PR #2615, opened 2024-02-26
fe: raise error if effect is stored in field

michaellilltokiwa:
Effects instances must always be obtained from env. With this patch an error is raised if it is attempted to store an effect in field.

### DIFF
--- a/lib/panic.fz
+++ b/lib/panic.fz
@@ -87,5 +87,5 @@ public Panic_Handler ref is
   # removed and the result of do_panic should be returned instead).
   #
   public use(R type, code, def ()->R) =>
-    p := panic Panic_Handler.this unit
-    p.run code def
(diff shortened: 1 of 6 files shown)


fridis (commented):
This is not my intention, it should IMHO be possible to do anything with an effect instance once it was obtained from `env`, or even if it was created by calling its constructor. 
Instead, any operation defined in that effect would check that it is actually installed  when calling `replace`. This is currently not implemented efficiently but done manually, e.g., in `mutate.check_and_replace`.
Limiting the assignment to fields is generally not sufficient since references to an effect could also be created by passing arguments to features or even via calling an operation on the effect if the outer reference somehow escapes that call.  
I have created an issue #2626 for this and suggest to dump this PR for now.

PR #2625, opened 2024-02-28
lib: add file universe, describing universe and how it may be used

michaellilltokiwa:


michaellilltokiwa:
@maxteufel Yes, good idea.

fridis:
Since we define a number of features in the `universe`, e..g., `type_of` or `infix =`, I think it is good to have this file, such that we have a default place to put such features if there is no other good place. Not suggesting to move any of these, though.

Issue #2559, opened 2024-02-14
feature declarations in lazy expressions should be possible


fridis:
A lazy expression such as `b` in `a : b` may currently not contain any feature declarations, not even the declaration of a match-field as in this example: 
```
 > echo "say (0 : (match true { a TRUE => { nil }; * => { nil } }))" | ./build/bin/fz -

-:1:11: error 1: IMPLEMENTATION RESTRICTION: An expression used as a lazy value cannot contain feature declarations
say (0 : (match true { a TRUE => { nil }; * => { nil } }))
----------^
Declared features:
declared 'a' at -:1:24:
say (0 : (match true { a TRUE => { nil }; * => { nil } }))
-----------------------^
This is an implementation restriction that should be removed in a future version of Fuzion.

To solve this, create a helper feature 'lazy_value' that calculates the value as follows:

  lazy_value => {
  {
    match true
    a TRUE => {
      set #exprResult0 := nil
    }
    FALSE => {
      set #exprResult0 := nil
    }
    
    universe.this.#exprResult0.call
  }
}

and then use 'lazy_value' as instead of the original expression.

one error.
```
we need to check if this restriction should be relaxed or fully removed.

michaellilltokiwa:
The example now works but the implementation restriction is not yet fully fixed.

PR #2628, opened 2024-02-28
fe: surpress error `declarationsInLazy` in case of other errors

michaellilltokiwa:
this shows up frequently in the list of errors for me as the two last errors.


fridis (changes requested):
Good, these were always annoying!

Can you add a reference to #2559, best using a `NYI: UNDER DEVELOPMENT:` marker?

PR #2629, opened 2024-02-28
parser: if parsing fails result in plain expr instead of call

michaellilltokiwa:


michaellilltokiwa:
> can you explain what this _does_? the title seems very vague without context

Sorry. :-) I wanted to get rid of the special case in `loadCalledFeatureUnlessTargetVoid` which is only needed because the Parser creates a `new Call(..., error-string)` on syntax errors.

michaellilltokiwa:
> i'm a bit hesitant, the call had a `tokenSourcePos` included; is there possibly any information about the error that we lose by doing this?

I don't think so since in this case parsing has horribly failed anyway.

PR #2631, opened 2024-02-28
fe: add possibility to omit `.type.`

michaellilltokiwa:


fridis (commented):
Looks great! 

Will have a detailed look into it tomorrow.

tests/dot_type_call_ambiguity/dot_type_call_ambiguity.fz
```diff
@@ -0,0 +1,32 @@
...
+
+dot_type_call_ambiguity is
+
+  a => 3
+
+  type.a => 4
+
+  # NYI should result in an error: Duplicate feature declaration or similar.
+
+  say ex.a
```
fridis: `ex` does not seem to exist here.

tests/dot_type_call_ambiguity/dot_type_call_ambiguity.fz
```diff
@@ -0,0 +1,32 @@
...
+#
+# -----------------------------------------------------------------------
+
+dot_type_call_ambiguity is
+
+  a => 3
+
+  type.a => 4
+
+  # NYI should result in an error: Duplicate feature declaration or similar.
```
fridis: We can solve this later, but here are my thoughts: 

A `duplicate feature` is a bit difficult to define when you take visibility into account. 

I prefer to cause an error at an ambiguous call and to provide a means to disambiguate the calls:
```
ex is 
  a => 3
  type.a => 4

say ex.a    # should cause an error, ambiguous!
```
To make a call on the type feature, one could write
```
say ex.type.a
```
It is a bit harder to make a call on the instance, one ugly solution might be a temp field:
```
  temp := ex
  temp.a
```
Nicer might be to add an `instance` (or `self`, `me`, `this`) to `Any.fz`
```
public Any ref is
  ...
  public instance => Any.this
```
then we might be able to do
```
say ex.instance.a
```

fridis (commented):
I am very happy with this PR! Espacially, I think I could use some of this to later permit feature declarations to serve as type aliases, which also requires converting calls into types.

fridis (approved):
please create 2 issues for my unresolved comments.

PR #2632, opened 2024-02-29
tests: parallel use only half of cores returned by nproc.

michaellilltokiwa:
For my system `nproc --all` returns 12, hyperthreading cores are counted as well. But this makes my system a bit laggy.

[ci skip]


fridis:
##########
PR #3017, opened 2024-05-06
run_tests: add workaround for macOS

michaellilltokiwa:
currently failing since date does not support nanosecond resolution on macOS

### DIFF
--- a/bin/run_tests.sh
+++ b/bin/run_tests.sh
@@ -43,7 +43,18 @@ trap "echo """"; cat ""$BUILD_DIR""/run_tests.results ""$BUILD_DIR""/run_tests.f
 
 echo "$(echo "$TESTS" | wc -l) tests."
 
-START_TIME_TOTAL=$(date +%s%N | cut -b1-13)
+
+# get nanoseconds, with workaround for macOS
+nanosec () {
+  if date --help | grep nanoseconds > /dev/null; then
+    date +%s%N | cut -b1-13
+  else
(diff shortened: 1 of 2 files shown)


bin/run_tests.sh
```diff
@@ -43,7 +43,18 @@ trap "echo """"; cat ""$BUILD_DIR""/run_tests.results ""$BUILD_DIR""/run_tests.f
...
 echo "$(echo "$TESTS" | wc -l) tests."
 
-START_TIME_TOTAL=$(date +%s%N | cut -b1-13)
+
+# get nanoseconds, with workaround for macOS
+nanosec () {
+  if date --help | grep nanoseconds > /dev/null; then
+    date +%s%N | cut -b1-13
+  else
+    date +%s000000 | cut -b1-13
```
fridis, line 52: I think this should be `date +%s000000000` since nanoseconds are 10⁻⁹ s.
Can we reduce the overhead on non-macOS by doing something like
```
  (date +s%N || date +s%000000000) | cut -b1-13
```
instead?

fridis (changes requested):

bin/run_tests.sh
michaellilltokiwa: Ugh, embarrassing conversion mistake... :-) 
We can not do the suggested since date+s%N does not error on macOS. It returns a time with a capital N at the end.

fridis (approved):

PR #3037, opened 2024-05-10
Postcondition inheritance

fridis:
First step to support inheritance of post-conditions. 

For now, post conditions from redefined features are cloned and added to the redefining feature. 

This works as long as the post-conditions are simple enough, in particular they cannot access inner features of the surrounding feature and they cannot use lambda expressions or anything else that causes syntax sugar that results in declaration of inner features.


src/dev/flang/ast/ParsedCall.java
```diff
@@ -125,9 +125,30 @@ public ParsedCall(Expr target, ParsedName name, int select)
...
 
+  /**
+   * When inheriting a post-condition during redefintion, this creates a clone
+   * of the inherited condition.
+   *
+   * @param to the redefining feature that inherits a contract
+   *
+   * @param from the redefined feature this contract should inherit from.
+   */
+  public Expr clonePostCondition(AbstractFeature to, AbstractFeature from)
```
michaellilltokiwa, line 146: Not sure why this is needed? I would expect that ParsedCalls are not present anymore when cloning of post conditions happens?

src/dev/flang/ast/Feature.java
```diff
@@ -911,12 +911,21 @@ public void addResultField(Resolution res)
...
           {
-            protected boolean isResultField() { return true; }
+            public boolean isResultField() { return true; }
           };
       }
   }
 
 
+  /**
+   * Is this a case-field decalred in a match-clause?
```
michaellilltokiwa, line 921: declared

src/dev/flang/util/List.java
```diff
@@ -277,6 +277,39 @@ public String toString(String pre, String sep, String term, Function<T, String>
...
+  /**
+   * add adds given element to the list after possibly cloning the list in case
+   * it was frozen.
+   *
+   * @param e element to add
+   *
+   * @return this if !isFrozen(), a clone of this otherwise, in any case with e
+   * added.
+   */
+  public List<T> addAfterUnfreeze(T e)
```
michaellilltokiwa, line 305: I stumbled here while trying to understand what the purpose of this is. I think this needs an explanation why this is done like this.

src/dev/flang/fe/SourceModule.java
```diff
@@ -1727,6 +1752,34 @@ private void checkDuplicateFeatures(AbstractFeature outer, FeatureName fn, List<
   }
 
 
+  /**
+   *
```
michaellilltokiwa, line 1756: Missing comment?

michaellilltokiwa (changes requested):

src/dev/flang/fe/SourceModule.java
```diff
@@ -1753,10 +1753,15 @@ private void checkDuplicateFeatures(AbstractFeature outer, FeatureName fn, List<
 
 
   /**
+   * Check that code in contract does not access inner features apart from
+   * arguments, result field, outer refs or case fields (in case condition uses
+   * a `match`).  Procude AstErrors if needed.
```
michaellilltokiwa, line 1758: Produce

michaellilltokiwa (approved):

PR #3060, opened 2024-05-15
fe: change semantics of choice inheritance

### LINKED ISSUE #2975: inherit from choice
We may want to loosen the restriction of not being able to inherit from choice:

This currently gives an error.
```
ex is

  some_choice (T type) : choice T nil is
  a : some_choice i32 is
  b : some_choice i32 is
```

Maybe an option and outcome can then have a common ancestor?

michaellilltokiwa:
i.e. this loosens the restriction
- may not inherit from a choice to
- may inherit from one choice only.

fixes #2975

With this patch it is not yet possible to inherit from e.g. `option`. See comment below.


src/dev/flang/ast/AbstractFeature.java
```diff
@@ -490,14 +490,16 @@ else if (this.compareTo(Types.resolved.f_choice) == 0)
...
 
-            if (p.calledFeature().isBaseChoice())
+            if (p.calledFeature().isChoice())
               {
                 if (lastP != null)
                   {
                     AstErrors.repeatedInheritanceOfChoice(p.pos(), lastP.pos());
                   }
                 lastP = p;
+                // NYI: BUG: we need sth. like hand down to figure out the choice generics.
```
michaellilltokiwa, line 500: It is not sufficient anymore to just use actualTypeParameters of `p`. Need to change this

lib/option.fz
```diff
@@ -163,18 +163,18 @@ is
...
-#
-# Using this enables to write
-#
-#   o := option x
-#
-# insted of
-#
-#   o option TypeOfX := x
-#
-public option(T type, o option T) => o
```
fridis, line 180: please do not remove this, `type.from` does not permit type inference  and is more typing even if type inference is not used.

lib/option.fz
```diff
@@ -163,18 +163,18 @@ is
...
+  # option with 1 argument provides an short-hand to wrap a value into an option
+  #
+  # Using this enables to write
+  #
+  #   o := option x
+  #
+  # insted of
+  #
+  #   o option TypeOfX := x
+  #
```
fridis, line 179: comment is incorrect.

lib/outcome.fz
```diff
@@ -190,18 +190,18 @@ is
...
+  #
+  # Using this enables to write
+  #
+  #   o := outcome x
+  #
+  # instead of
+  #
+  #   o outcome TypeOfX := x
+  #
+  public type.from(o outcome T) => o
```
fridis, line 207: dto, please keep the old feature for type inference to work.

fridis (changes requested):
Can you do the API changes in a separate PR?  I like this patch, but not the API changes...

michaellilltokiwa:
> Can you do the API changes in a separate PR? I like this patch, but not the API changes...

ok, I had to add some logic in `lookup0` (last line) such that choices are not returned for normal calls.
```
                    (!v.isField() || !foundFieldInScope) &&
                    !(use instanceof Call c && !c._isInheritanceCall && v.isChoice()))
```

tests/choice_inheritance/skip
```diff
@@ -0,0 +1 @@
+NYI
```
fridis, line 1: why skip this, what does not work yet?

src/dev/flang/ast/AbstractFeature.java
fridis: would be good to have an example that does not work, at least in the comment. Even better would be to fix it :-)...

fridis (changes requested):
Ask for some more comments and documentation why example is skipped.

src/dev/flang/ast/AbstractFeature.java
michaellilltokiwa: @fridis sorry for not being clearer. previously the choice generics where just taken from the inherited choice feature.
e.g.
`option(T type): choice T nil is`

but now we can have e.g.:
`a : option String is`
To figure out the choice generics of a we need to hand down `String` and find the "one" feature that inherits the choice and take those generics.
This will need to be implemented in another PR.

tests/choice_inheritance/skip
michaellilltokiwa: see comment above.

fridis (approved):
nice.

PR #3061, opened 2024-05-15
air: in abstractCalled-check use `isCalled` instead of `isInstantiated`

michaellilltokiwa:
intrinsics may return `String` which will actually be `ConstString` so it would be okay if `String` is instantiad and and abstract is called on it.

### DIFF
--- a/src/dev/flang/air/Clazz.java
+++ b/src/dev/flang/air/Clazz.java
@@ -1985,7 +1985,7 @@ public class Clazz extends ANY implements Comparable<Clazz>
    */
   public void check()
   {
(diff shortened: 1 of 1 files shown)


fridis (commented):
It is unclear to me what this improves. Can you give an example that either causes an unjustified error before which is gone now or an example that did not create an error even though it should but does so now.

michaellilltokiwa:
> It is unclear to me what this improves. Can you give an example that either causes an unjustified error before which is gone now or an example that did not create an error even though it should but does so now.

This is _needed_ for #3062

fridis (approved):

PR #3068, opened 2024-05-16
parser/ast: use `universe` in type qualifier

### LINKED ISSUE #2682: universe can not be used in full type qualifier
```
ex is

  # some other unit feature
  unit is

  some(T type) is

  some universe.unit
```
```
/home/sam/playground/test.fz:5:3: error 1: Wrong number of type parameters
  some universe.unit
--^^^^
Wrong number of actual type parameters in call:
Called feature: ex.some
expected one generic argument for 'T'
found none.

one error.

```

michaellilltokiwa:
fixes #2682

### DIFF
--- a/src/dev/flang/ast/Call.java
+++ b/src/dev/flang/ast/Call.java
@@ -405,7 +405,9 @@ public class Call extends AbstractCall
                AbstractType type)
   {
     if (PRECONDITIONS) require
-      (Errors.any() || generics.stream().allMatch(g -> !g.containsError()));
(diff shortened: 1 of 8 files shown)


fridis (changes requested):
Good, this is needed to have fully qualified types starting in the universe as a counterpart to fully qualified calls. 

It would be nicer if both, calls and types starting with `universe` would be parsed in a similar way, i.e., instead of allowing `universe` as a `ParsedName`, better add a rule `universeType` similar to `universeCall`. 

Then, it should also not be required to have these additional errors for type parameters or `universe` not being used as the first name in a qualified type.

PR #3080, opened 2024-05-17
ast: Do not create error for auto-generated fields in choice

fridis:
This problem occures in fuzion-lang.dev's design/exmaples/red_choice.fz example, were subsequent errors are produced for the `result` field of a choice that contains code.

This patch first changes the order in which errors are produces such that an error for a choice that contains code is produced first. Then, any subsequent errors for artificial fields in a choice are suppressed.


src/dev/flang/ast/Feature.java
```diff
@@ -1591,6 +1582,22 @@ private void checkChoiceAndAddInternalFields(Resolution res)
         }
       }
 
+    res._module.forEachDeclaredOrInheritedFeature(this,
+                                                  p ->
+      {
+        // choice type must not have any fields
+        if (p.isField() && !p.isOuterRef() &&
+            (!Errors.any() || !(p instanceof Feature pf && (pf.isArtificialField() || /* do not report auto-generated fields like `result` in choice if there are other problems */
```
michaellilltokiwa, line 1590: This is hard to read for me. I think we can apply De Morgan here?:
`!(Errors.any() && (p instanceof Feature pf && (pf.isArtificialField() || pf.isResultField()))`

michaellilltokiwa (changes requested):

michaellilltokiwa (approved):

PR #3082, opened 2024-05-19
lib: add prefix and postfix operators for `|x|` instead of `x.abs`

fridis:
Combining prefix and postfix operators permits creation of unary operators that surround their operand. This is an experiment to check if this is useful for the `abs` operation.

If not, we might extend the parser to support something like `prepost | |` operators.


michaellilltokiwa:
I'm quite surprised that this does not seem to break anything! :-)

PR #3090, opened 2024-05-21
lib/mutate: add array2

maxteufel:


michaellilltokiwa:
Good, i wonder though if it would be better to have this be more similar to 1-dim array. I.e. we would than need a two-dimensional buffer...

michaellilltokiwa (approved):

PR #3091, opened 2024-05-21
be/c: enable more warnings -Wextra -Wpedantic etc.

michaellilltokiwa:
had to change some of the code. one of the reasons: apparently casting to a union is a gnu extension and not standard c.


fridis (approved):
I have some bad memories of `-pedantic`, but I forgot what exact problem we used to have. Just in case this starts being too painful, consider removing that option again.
##########
## PROBLEM DETAILS:
Filter the records, keeping only lines that contain "write", and show those lines.

## WRITTEN SOLUTION:
To make a call on the type feature, one could write
-# Using this enables to write
+  # Using this enables to write
+  # Using this enables to write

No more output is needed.